Spot each line in the records below where the word "running" occurs, then copy it.

AVAILABLE RECORDS
────────────────────

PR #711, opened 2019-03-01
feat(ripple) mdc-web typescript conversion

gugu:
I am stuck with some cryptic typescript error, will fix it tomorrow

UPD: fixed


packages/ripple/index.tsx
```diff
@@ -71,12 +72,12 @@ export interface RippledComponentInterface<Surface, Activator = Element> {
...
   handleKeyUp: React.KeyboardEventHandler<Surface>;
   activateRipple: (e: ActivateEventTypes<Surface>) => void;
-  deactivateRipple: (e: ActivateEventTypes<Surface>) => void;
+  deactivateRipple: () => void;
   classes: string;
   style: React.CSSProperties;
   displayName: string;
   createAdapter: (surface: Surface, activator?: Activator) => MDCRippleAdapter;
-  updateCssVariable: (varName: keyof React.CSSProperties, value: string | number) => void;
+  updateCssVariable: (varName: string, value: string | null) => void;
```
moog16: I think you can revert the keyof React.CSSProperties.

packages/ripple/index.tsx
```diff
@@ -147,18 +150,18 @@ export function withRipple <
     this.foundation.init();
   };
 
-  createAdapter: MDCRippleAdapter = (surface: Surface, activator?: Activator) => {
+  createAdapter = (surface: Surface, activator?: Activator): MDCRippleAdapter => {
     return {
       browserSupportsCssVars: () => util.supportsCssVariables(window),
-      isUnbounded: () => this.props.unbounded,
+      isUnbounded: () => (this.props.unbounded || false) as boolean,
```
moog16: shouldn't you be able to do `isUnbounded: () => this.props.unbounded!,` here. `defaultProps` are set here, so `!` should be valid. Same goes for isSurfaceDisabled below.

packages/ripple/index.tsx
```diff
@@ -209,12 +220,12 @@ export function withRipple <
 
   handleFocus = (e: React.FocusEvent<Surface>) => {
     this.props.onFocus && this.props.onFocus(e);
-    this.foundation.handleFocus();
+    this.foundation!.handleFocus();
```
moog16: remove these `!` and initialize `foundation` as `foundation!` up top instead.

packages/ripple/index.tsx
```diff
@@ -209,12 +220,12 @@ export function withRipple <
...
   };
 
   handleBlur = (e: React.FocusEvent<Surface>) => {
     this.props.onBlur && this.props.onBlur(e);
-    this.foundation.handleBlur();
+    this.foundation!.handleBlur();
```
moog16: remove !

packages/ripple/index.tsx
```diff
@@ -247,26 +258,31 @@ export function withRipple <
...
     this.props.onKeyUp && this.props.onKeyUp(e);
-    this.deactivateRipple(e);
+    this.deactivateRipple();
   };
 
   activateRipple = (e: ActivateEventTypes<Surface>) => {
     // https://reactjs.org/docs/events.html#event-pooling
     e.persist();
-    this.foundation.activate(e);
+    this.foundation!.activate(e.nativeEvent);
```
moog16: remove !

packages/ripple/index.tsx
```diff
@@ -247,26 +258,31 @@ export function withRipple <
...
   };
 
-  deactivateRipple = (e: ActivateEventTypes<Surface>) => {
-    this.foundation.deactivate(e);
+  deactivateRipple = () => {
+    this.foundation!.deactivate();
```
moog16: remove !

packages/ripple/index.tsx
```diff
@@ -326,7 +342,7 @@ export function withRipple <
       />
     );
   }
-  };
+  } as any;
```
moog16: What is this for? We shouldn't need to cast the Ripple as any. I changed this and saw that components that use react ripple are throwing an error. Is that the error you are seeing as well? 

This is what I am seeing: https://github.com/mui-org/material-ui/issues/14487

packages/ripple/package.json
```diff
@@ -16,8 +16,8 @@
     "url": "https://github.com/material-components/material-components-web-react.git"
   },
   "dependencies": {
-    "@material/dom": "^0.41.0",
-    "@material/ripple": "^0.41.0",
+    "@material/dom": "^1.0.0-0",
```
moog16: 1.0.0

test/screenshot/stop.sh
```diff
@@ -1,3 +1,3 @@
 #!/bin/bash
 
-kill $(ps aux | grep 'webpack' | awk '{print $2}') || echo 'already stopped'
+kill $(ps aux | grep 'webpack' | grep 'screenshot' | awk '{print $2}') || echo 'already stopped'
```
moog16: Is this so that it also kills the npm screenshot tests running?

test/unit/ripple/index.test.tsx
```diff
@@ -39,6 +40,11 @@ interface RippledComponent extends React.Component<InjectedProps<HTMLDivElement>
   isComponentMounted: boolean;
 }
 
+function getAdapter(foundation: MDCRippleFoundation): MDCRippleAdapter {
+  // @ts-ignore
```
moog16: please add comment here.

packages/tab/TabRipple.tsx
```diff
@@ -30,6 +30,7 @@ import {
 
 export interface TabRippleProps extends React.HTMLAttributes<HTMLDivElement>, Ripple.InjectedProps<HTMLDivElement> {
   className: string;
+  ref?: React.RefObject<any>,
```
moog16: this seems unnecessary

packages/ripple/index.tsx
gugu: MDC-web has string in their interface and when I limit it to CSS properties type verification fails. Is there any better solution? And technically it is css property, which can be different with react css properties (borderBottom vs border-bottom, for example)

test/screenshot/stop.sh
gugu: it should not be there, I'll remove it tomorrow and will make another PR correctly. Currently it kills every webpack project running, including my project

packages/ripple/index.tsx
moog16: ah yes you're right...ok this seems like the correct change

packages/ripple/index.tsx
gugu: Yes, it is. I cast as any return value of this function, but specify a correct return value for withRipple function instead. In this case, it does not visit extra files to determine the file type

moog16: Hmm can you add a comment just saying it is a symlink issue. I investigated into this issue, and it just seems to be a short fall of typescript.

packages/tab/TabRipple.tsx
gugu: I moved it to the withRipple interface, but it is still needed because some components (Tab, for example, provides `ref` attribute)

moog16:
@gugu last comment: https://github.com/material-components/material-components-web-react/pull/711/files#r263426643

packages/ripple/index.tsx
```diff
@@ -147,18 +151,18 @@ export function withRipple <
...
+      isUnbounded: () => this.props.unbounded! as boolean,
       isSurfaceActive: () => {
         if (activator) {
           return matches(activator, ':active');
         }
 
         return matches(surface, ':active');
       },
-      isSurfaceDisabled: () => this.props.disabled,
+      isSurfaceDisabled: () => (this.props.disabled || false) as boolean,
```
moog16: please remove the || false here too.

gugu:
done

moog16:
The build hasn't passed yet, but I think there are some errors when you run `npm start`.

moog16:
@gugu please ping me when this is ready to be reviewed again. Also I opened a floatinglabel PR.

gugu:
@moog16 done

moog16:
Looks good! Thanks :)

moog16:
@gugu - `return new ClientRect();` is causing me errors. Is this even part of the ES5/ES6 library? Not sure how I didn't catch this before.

────────────────────

RESPONSE TO THE EXERCISE
moog16: Is this so that it also kills the npm screenshot tests running?
gugu: it should not be there, I'll remove it tomorrow and will make another PR correctly. Currently it kills every webpack project running, including my project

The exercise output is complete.